In the negotiations to form a fourth coalition government under Chancellor Angela Merkel following the 2017 federal elections, Mohring was part of the working group on economic affairs, led by Thomas Strobl, Alexander Dobrindt and Brigitte Zypries. In 2019, he was appointed by the leaders of CDU and CSU, Annegret Kramp-Karrenbauer and Markus Söder, to the parties’ ad-hoc steering group on climate policy.

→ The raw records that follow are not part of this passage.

PR #443, opened 2026-03-26
Extend Emperor's Dilemma with WhistleblowerAgent and belief gap metric

TheMS1314:
## Summary

Extends the existing Emperor's Dilemma model with three additions:

**WhistleblowerAgent** — a new agent subclass immune to social pressure 
that always acts on private belief publicly, regardless of neighbour 
enforcement. Implemented as a clean subclass of EmperorAgent.

**Belief Gap metric** — tracks the average distance between private 
belief and public behaviour across all agents at each step. Measures 
the illusion of consensus directly.

**Norm collapse detection** — records the exact step when compliance 
first drops below 50% via model.collapse_step.

Setting fraction_whistleblowers=0.0 reproduces the original model exactly.

## Key finding

There is a sharp tipping point between 5-10% whistleblowers. Below this 
threshold, the norm holds completely. Above it, the norm collapses rapidly. 
This threshold behaviour emerges from local interaction rules, not from 
anything explicitly programmed.

## Changes

- agents.py — added WhistleblowerAgent subclass and belief_gap property
- model.py — added fraction_whistleblowers parameter, Belief Gap, and 
  Whistleblowers Defying metrics, collapse_step tracking
- app.py — added whistleblower slider, second chart for belief gap, 
  red color for whistleblower agents
- README.md — added extensions section documenting the new additions

---

### Context & motivation
I got drawn into the Emperor's Dilemma model because it connects to 
something I think about philosophically — how societies end up loudly 
defending things nobody actually believes in. The model formalizes that 
intuition. I wanted to extend it in a way that asks a concrete question: 
What actually breaks the trap? The whistleblower agent is my answer to 
that question.

### What I learned
The most surprising thing was the sharp tipping point behaviour — at 2% 
Whistleblowers, the norm holds completely, at 10% it collapses entirely. 
That threshold behaviour wasn't designed in; it emerged from the local 
interaction rules. I also learned why relative imports break with 
solara run directly and how to fix it. That took longer than expected.

### Learning repo
🔗 My learning repo: https://github.com/TheMS1314/GSOC_Learning_space
🔗 Relevant model: https://github.com/TheMS1314/GSOC_Learning_space/tree/main/models/emperor_dilemma

### Readiness checks
- [x] This PR addresses an agreed-upon problem (linked issue or discussion with maintainer approval), **or** is a small/trivial fix
- [x] I have read the contributing guide and deprecation policy
- [x] I have performed a self-review
- [ ] Another GSoC contributor has reviewed this PR: (pending)
- [x] Tests pass locally
- [x] Code is formatted (ruff check . --fix)
- [x] Documentation updated


examples/emperor_dilemma/agents.py
```diff
@@ -2,63 +2,96 @@
 
 
 class EmperorAgent(FixedAgent):
-    """An agent in the Emperor's Dilemma model.
+    """A citizen in the Emperor's Dilemma model.
```
TheMS1314, line 5: Renamed to "citizen" to make the social role explicit — these are people embedded in a society, not generic simulation agents.

examples/emperor_dilemma/agents.py
```diff
@@ -2,63 +2,96 @@
...
 
-    Inherits from FixedAgent because citizens do not move.
+    Inherits from FixedAgent because citizens do not move — they're embedded
+    in a social structure (grid or network) and only influence their neighbors.
+
+    Each agent has a private belief they keep to themselves and a public
+    behavior they show the world. These two things can be — and often are —
+    completely different. That gap is the whole point of the model.
```
TheMS1314, line 12: Added the private vs public behavior explanation directly in the docstring because that gap is the entire premise of the model. Anyone reading the code for the first time should understand the concept before reading the logic.

examples/emperor_dilemma/agents.py
```diff
@@ -2,63 +2,96 @@
...
-            model (mesa.Model): The model instance.
-            private_belief (int): The agent's private belief (-1 or 1).
-            conviction (float): The strength of the agent's conviction.
-            k (float): The cost of enforcement.
-        """
         super().__init__(model)
         self.private_belief = private_belief
         self.conviction = conviction
         self.k = k
+        self.agent_type = "citizen"
```
TheMS1314, line 20: Added agent_type so the visualization and DataCollector can distinguish citizens from whistleblowers without using isinstance checks.

examples/emperor_dilemma/agents.py
```diff
@@ -2,63 +2,96 @@
...
         self.compliance = self.private_belief
         self.enforcement = 0
 
     def step(self):
-        """Executes one step of the agent.
+        neighbors = self._get_neighbors()
+        num_neighbors = len(neighbors)
+
+        if num_neighbors == 0:
+            return
```
TheMS1314, line 30: Extracted neighbor fetching into a helper method so both EmperorAgent and WhistleblowerAgent reuse the same logic without duplication.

In September 2020, Mohring announced that he would run for a parliamentary seat in the 2021 national elections. He did not succeed in Jena – Sömmerda – Weimarer Land I, and in 2024 also lost the state constituency Weimarer Land I – Saalfeld-Rudolstadt III.

== Other positions ==
- Mitteldeutscher Rundfunk (MDR), Member of the Broadcasting Council
- HSV Apolda, Member

== Political positions ==
In October 2015, amid the European migrant crisis, Mohring visited a refugee camp in Lebanon to learn more about the plight of Syrians fleeing the violence in the ongoing Syrian civil war that erupted in 2011; he subsequently demanded more German support for Syria's neighbors.

Ahead of the Christian Democrats’ leadership election in 2018, Mohring publicly opposed Friedrich Merz's candidacy to succeed Angela Merkel as the party's chair. For the 2021 national elections, he later endorsed Armin Laschet as the Christian Democrats' joint candidate to succeed Merkel as chancellor.